**PROVIDED DATA**
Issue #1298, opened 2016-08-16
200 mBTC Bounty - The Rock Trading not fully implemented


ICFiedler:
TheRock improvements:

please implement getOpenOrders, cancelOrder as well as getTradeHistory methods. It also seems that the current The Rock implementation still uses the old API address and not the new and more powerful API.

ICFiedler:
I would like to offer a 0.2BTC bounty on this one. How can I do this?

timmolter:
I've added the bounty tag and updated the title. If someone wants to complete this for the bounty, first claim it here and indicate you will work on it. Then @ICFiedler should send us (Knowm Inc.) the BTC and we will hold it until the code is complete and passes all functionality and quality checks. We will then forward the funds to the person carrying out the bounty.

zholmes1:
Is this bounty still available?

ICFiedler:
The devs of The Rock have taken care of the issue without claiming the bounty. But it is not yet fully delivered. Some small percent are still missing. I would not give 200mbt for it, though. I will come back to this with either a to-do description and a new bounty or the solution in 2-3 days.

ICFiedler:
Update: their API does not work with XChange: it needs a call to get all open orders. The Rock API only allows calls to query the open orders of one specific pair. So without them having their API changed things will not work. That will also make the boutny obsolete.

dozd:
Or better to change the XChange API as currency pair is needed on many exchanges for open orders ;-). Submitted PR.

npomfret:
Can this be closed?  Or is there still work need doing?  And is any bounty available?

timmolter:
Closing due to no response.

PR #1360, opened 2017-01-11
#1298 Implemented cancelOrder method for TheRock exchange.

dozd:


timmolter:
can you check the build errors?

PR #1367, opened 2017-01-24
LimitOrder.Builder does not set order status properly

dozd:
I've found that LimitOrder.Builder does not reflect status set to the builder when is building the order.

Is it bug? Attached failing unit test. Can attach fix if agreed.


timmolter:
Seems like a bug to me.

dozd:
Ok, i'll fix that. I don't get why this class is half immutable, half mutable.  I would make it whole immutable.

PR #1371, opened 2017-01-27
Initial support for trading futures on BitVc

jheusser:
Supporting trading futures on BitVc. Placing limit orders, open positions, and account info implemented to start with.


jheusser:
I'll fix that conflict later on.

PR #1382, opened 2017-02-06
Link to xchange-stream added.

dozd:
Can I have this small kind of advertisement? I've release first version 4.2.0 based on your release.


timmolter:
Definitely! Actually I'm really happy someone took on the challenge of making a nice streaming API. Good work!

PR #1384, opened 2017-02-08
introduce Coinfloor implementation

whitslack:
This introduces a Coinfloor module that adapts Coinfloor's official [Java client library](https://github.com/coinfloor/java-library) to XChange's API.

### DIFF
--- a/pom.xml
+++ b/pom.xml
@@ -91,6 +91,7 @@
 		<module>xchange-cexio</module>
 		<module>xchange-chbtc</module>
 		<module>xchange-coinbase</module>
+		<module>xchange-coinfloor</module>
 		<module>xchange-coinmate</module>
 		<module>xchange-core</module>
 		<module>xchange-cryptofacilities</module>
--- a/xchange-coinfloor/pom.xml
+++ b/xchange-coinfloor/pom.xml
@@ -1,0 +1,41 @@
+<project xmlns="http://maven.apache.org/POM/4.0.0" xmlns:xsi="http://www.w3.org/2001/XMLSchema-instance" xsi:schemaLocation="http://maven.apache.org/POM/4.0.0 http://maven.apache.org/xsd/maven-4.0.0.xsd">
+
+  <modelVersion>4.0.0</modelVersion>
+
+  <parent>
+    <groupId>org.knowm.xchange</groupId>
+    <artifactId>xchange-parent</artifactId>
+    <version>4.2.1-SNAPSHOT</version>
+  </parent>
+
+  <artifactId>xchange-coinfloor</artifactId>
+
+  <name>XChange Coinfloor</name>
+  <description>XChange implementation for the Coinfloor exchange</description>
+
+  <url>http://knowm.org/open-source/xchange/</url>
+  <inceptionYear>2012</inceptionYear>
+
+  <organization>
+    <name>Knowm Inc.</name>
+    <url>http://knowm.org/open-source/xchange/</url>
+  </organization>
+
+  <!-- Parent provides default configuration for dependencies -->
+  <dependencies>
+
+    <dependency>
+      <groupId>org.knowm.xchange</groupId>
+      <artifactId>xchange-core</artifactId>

**EXERCISE DETAILS**
Across the records above, count each line that holds the word "artifactId" and give only the resulting number.

**RESPONSE TO THIS EXERCISE**
3